Strengths: The paper is very well written and easy to follow. It offers interesting insights into recent topics of discussion within the wider field of Deep Learning. The authors show an extensive set of experiments validating the usefulness of Bayesian Model Averaging as well as providing insightful take-aways about the behaviour of deep learning models. This paper could build an important foundation for future research into a better understanding of the behaviour of neural networks and build a bridge between strict 'Bayesians' and deep learning practitioners by framing deep ensembles as a Bayesian method.

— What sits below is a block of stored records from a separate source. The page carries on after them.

PR #943, opened 2021-06-03
[glsl-in] Add integration tests to CI

JCapucho:
Adds a new workflow which tests some glsl shaders from https://github.com/JCapucho/naga-glsl-in-tests.

The workflow is ran on pull request merge or with manual activation.


kvark:
Interesting to see the manual activation thing.
Any reason this isn't just added to the `lazy` pipeline we have?

Gordon-F:
Maybe it should be a part of `naga` repository?

JCapucho:
> Any reason this isn't just added to the `lazy` pipeline we have?

I didn't add it to `lazy` firstly because it didn't have manual activation and I didn't know if it was desirable to add it and also if a PR only touches glsl-in a manual activation won't need to run the spirv and metal tests.

I can combine it into the `lazy` pipeline if that's desirable.

kvark:
I think this is very in line with tests with have in `lazy`. The decision to either switch it on manually or automatically should probably be done for the whole thing. Unless you are thinking that we'd be running the slow tests selectively?..
Maybe, but it seems to me that just running all of them on merges is simplest and gives us what we want here.

> Maybe it should be a part of naga repository?

Unsure. There is going to be quite a few corpuses. If they account to a resonable size in total, and they aren't changed often, then it makes sense to keep them in. Dota2 shaders weight less than a megabyte, so it seems promising.

Gordon-F:
> if a PR only touches glsl-in a manual activation won't need to run the spirv and metal tests.

You can start CI based on changed file path.

https://github.com/gfx-rs/naga/blob/90c2cf6aa6ea2b595098a27b148e3ad2f91317cb/.github/workflows/validation-macos.yml#L3-L5

JCapucho:
> > if a PR only touches glsl-in a manual activation won't need to run the spirv and metal tests.
> 
> @JCapucho You can start CI based on changed file path.
> 
> https://github.com/gfx-rs/naga/blob/90c2cf6aa6ea2b595098a27b148e3ad2f91317cb/.github/workflows/validation-macos.yml#L3-L5

@Gordon-F that starts up the whole workflow so it would get the same result

kvark:
Ok, it sounds like we need to split the `lazy` one into different workflows per area, so that we trigger them less often?

JCapucho:
> Unsure. There is going to be quite a few corpuses. If they account to
> a resonable size in total, and they aren&rsquo;t changed often, then it
> makes sense to keep them in. Dota2 shaders weight less than a
> megabyte, so it seems promising.

I can add them to naga itself, I only added them to a separate repo because of our discussion in the matrix room where you said you didn&rsquo;t want to fill up the repo with many small test cases. I intend to add some more tests and add them as issues are fixed and I&rsquo;m also looking at adding some glslang tests.

> Ok, it sounds like we need to split the lazy one into different workflows per area, so that we trigger them less often?

Since currently `lazy` is only ran in the master branch I don&rsquo;t think it makes that much of a difference but if we want to add manual activation to all `lazy` workflows it might make sense since it allows for quicker feedback

kvark:
> Since currently lazy is only ran in the master branch I don’t think it makes that much of a difference but if we want to add manual activation to all lazy workflows it might make sense since it allows for quicker feedback

Sorry, I should clarify. I mean, still running them automatically, but at least detecting more carefully when we need to run them. I.e. a PR changing README doesn't need to re-run the SPV-in tests.

> I can add them to naga itself, I only added them to a separate repo because of our discussion in the matrix room where you said you didn’t want to fill up the repo with many small test cases. I intend to add some more tests and add them as issues are fixed and I’m also looking at adding some glslang tests.

Would you be open to including them as a ZIP file? We'd have a folder with all the big tests, compressed.

JCapucho:
> Sorry, I should clarify. I mean, still running them automatically, but
> at least detecting more carefully when we need to run them. I.e. a PR
> changing README doesn&rsquo;t need to re-run the SPV-in tests.

We can add a condition to check if any files were modified in the src or tests directory then

> Would you be open to including them as a ZIP file? We&rsquo;d have a folder
> with all the big tests, compressed.

For me it&rsquo;s okay but where would the zip file be stored?

kvark:
> For me it’s okay but where would the zip file be stored?

Just here, `data/name_of_the_corpus.zip`

JCapucho:
Okay then my only concern is that reviewing new tests will be harder

Gordon-F:
> reviewing new tests will be harder

Agreed with @JCapucho.

Is a zip file required here? glsl frontend tests have equality file size with a wgsl frontend. Because it's just a text file.

kvark:
This scheme is not for tests that are gradually added. It's more for the existing corpuses that are mostly immutable (or can be reviewed externally).
So for the tests @JCapucho wants to add, let's first add them as regular snapshots (GLSL -> WGSL). If this set happens to grow large and stabilize in the future, we may reconsider moving it out.

JCapucho:
> This scheme is not for tests that are gradually added. It's more for the existing corpuses that are mostly immutable (or can be reviewed externally).
> So for the tests @JCapucho wants to add, let's first add them as regular snapshots (GLSL -> WGSL). If this set happens to grow large and stabilize in the future, we may reconsider moving it out.

I misunderstood what you meant I thought it was something to do right now.

So let me see if I understand, we add now the tests directly to the snapshots and then later if needed we zip them all.

kvark:
Right, let's add them to snapshots

Gordon-F:
One note about zip files. Maybe it's a little be paranoid, but if we stored something with a zip archive inside the repo, we should be careful about all PR that changes these files because of security reasons.

JCapucho:
@kvark just one small question, the current corpus has 10 tests do I add them directly to the snapshots `in` folder or do I add it in a special folder?

kvark:
Good question! Maybe we can have a subfolder? I.e. `tests/in/glsl/...`

JCapucho:
@kvark I've added the tests to the snapshot folder and added a runner that reads all the shaders figures out the stage and validates and if wgsl-out is enabled writes to wgsl.

I've also included a fix about the less and greater being swapped which I noticed while writing out the snapshots (They are already doing their job :) )

JCapucho:
hmm CI is complaining but the shader looks fine can someone who knows wgsl look at the shader and see if something's wrong in the generated ouput?

Gordon-F:
@JCapucho Could you disable `wgsl-out` validation for a while? I'll take a look at what's wrong with `wgsl-out`.

JCapucho:
I've disabled the wgsl generation as @Gordon-F asked and removed the shader and some others related to empty struct generation I'll fix it in another PR

kvark (approved):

Weaknesses: Even though the paper is well written, simple to follow and provides an extensive set of experiments. However, the paper is relatively dense and a lot of further insight can be found in the appendix (which could almost already make another paper). Nevertheless, certain aspects of the analysis seem to be brushed over or left out: - Section 4 starts with the statement that it has been shown that deep ensembles indeed perform Bayesian Model Averaging, however no part of Section 3 directly addresses this point. It is clear that ensembles perform some sort of model averaging, however it would be interesting to further discuss the form q(w|D) takes in deep ensembles and which implicit assumptions about the prior are made and whether deep ensembles recover the true p(w|D) in the limit of infinite models in the ensemble (Sampling perspective?) or whether they are closer to a variational approximation and which implicit assumptions are made about the form of q(w|D). - Fig 3 offers a comparison of different predictive distributions and it is claimed that an increase in samples does not improve the estimate of the predictive distribution for SVI. However, I believe that this is an unfair comparison as this estimate is strongly influenced by the form of variational approximation used. Therefore, an approximation with little expressive power can only gain little improvements by further samples, whereas more complicated variational distributions might cover multiple modes in the weight distribution and could benefit from more samples. This should me more thoroughly examined.

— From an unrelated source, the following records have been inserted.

PR #949, opened 2021-06-04
Permit dynamic indexing of arrays and matrices only behind a pointer.

jimblandy:
This makes Naga IR validation impose the restrictions added to WGSL in
gpuweb/gpuweb#1801.

Remove code in the SPIR-V writer to spill arrays to temporary variables in order
to index them dynamically. If such IR is encountered, treat it as a failure of
validation.

(This simplifies #916 a little bit, so I took it on first.)

### DIFF
--- a/src/back/spv/writer.rs
+++ b/src/back/spv/writer.rs
@@ -72,7 +72,6 @@ struct Function {
     signature: Option<Instruction>,
     parameters: Vec<Instruction>,
     variables: crate::FastHashMap<Handle<crate::LocalVariable>, LocalVariable>,
-    internal_variables: Vec<LocalVariable>,
     blocks: Vec<Block>,
     entry_point_context: Option<EntryPointContext>,
 }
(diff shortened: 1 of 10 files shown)


src/back/spv/writer.rs
```diff
@@ -1324,62 +1320,6 @@ impl Writer {
         })
     }
 
-    #[allow(clippy::too_many_arguments)]
-    fn promote_access_expression_to_variable(
```
kvark, line 1328: hoorrray!

src/valid/expression.rs
```diff
@@ -168,6 +167,9 @@ impl super::Validator {
                         return Err(ExpressionError::InvalidIndexType(index));
                     }
                 }
+                if !is_pointer && function.expressions[index].is_dynamic_index(module) {
```
kvark, line 170: what if it's a vector? can still be dynamically indexed

kvark (changes requested):
Great stuff! Just one note here

src/valid/expression.rs
jimblandy: Arg, thanks!

jimblandy:
This version puts the docs in the right place, as well, and adds tests for the cases that should have worked.

kvark (approved):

Correctness: The claims and methods are correct as far as I can judge.

Clarity: The paper is very well written and easy to follow. It was a pleasure to read. The figures are of very high quality.

Relation to Prior Work: Previous works has been well addressed and compared to.

Reproducibility: Yes

Additional Feedback: Did you test the behaviour of regular ensembles on the double descent phenomenon? Does regular ensembling also alleviate this behaviour?